商丘师范学院学报
商丘師範學院學報
상구사범학원학보
JOURNAL OF SHANGQIU TEACHERS COLLEGE
2013年
6期
5-14
,共10页
三点边值问题%正解%不动点定理%延滞%奇异%锥
三點邊值問題%正解%不動點定理%延滯%奇異%錐
삼점변치문제%정해%불동점정리%연체%기이%추
three point boundary value problem%positive solution%fixed point theorem%delay%singular%cone
讨论带有延滞项的奇异三点边值问题:u″(t)+f (t, u(t -τ))=0, t∈(0,1)\τu( t)=η(t),t∈[-τ,0] u(1)=βu(α)正解的存在性,其中 f 变号且可能在 t =0,t =1,u =0处奇异,文章的最后给出了这个定理的具体应用.(1)
討論帶有延滯項的奇異三點邊值問題:u″(t)+f (t, u(t -τ))=0, t∈(0,1)\τu( t)=η(t),t∈[-τ,0] u(1)=βu(α)正解的存在性,其中 f 變號且可能在 t =0,t =1,u =0處奇異,文章的最後給齣瞭這箇定理的具體應用.(1)

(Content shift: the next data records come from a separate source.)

PR #4399, opened 2023-01-31
Batch script for running Openpype on Deadline.

tokejepsen:
## Description
Helps with development of render farm features by not having to build executable of openpype_console on Windows.

## Testing notes:
1. Add/replace `OpenPype Executable` in Deadline OpenPype plugin settings.
2. Submit render to Deadline.


kalisp:
Could some basic documentation be added to the file, please?

tokejepsen:
> Could some basic documentation be added to the file, please?

Sure, in what format? As a bulk comment or some `help` flag?

kalisp:
Just comments, similar to in existing .ps1 or .sh scripts.

tokejepsen:
> Just comments, similar to in existing .ps1 or .sh scripts.

done

kalisp:
Problem with this is that it still search for required version, as I understand it would work only if version env var is removed from job.

antirotor:
Could we also add *nix shell version?

tokejepsen:
> Could we also add *nix shell version?

Maybe for a different PR?
I've had a need for this, while testing farm rendering but if there is no need for Unix developers then dont invest the time?
I couldn't make Unix shell versions anyways as I'm on Windows.

tokejepsen:
> Problem with this is that it still search for required version, as I understand it would work only if version env var is removed from job.

@kalisp I've made this PR to tackle that issue; https://github.com/ynput/OpenPype/pull/4489

kalisp (approved):
Works.

mkolar:
Sounds like we can merge it?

토론대유연체항적기이삼점변치문제:u″(t)+f (t, u(t -τ))=0, t∈(0,1)\τu( t)=η(t),t∈[-τ,0] u(1)=βu(α)정해적존재성,기중 f 변호차가능재 t =0,t =1,u =0처기이,문장적최후급출료저개정리적구체응용.(1)
@@@@In this paper,we consider the existence of positive solutions for the following boundary value problem with changing sign nolinearity:u ″(t) +f(t,u(t -τ)) =0,t∈(0,1) \τu(t) =η(t),t∈[ -τ,0] u(1) =βu(α) Where f is sigh -changing nonlinearity and it may be singular at t =0,t =1,u =0.In the end of the paper we give an example of the theorem.